An Overview Of The Voicebot Conversational AI Landscape

And how and why the ecosystem is fragmenting.

Cobus Greyling
3 min readNov 10, 2022


Below is a graphic depicting the current voicebot conversational AI technology landscape in terms of voicebot frameworks, orchestration engines, LLMs, NLU Design, ASR and Speech Synthesis.

Something which is evident from this image is the fragmentation of the voicebot conversational AI ecosystem. This fragmentation is driven by three major factors.

The first factor is the introduction and proliferation of voice as a modality and the rising importance of voice as an integral part of implementing Contact Centre AI (CCAI).

The second factor is that due to Conversational AI (CAI) implementations scaling in terms of functionality and complexity. This scaling necessitates the implementation of good data practices like NLU Design which was largely absent in the past.

The third factor is the advent of Large Langauge Models (LLMs) and the implementation of LLMs in voicebots. Generative models are a subset of LLMs which can be used for bot response design, semantic search and to a limited degree, dialog management.

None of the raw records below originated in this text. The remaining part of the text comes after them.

PR #2045, opened 2024-03-11
Contract deep link + LocalUriHandler which tries to treat URIs as deep links in our app before delegating to the default UriHandler

StylianosGakis:
The `"$baseDeepLinkDomain/contract?contractId={contractId}"` deep link route is added to be able to deep link directly into a specific contract along with the contractId

A new NoContractFound case is added to differentiate in the UI between other retryable errors and if the deep link ID just did not match any contract.

Add DeepLinkFirstUriHandler as our global LocalUriHandler which should try to open uris as deep links before it tries to go outside of the app. This fixes the problem with opening our app again in a separate task as this issue https://issuetracker.google.com/issues/329046732 indicates which broke the behavior of pressing the back or the navigateUp buttons

A big part of this PR is me just renaming inside HedvigErrorSection the lambda for the button from `retry` to `onButtonClick` which I kinda regret for this PR, it could be another, but it is what it is. It now reflects better that this button does more than just retry.

### DIFF
--- a/app/app/src/main/kotlin/com/hedvig/android/app/ui/DeepLinkFirstUriHandler.kt
+++ b/app/app/src/main/kotlin/com/hedvig/android/app/ui/DeepLinkFirstUriHandler.kt
@@ -14,11 +14,11 @@ internal class DeepLinkFirstUriHandler(
   private val delegate: UriHandler,
 ) : UriHandler {
   override fun openUri(uri: String) {
-    try {
+    if (navController.graph.hasDeepLink(uri.toUri())) {
       logcat { "DeepLinkFirstUriHandler will try to navigate to uri:$uri" }
       navController.navigate(uri.toUri())
       logcat { "DeepLinkFirstUriHandler did deep link to uri:$uri" }
-    } catch (e: IllegalArgumentException) {
+    } else {
       logcat { "DeepLinkFirstUriHandler falling back to default UriHandler for uri:$uri" }
       delegate.openUri(uri)
     }
--- a/app/app/src/main/kotlin/com/hedvig/android/app/ui/DeepLinkFirstUriHandler.kt
+++ b/app/app/src/main/kotlin/com/hedvig/android/app/ui/DeepLinkFirstUriHandler.kt
@@ -9,7 +9,10 @@ import com.hedvig.android.logger.logcat
  * Tries to open a deep link with the [navController] and falls back to the [delegate] if the uri is not a valid deep
  * link to our app
  */
-internal class DeepLinkFirstUriHandler(private val navController: NavController, private val delegate: UriHandler) : UriHandler {
+internal class DeepLinkFirstUriHandler(
+  private val navController: NavController,
+  private val delegate: UriHandler,
+) : UriHandler {
   override fun openUri(uri: String) {
     try {
       logcat { "DeepLinkFirstUriHandler will try to navigate to uri:$uri" }
--- a/app/app/src/main/kotlin/com/hedvig/android/app/ui/DeepLinkFirstUriHandler.kt
+++ b/app/app/src/main/kotlin/com/hedvig/android/app/ui/DeepLinkFirstUriHandler.kt
@@ -1,0 +1,23 @@
+package com.hedvig.android.app.ui
+
+import androidx.compose.ui.platform.UriHandler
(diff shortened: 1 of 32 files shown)


app/app/src/main/kotlin/com/hedvig/android/app/ui/DeepLinkFirstUriHandler.kt
```diff
@@ -0,0 +1,26 @@
...
+  private val delegate: UriHandler,
+) : UriHandler {
+  override fun openUri(uri: String) {
+    if (navController.graph.hasDeepLink(uri.toUri())) {
+      logcat { "DeepLinkFirstUriHandler will try to navigate to uri:$uri" }
+      navController.navigate(uri.toUri())
+      logcat { "DeepLinkFirstUriHandler did deep link to uri:$uri" }
+    } else {
+      logcat { "DeepLinkFirstUriHandler falling back to default UriHandler for uri:$uri" }
+      delegate.openUri(uri)
```
panasetskaya, line 23: So if I understood correctly, this delegate (which is LocalUriHandler.current in our case) when opening a link, creates a separate backstack, and this causes all the problems, right? So you avoid this by calling navController directly first, which should in reality cover all cases with our deep links?

app/app/src/main/kotlin/com/hedvig/app/feature/loggedin/ui/LoggedInActivity.kt
```diff
@@ -175,25 +178,29 @@ class LoggedInActivity : AppCompatActivity() {
...
-          clearInitialTab = {
-            intent.removeExtra(INITIAL_TAB)
-          },
-          shouldShowRequestPermissionRationale = ::shouldShowRequestPermissionRationale,
-          market = market,
-          imageLoader = imageLoader,
-          languageService = languageService,
-          hedvigBuildConstants = hedvigBuildConstants,
-        )
+      CompositionLocalProvider(
```
panasetskaya, line 181: and here I understood that I in fact do not fully understand the usage of CompositionLocalProvider :)) probably need to talk about that

StylianosGakis: Good idea, let's talk about it on Thursday.
In the meantime interestingly the way I learned about this like 3 years ago was by actually looking at what React Context is https://legacy.reactjs.org/docs/context.html. It's more or less the same concept 😅

I see that by now there are some nice docs https://developer.android.com/jetpack/compose/compositionlocal for compose too.
The gist is that we want to avoid using those in most cases, since they bring in implicit dependencies on this local being present but there's no guarantee that it's gonna be present and if it's not it's a runtime crash.

Here I felt like using it still since it's a composition local that is provided by Android already by default, we are only enchasing its capabilities with this change.

And by avoiding using those most of the time we've seen that problem before with some of our previews failing to work because some permission APIs are internally using a composition local which assumes some things that are not true for the previews. It's a super super easy API to misuse and bring maintainability problems, so that's why we do not use it for anything else besides what is already provided by the system (LocalUriHandler, LocalContext, LocalResources etc.) and what the m3 library wants in order to work (MaterialTheme.colorScheme... is also working off of composition locals)

app/app/src/main/kotlin/com/hedvig/android/app/ui/DeepLinkFirstUriHandler.kt
StylianosGakis: Yeap that is exactly the problem.
It kinda opens our app as if we were coming from a deep link from another app. I am not sure how this works exactly, but then when we end up in the deep link, we have no backstack behind us, we are just in our app in a new "Task" I think it's called, and we lose track of what was there before.
And yes exactly, if it's our own deep link this should just work instantly and it's all good. If not it will in any case go and try to open another app or a website. Exactly what we want here!

app/app/src/main/kotlin/com/hedvig/app/feature/loggedin/ui/LoggedInActivity.kt
panasetskaya: Great, I'll read it up by Thursday then

PR #2047, opened 2024-03-12
Add fallback for contract deep links that do not have a contractId

StylianosGakis:
Without this change, a link to `{baseUrl}/contract` crashed the app since it was unable to take a null string and turn it into the `String` type that the destination was expecting.


sladan-hedvig (approved):
I will just pretend I know whats going on here and press Approve 👍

Voice orchestration is an element an increasing number of chatbot development frameworks are introducing. This approach allows for developers to voice enable their chatbots by selecting within the development environment:

  • An automatic speech recognition (ASR/Speech-To-Text) provider.
  • A speech synthesis provider (Text-To-Speech/TTS).
  • In some cases an Audio/SIP gateway is baked into the solution.
  • The Conversation Design and Response Design (Message Abstraction) elements are adapted so portions of the flow and messaging can be designed for voice specific implementations.

Lastly, there is significant innovation in the areas of TTS and STT by companies like respeecher and Deepgram, to name only two.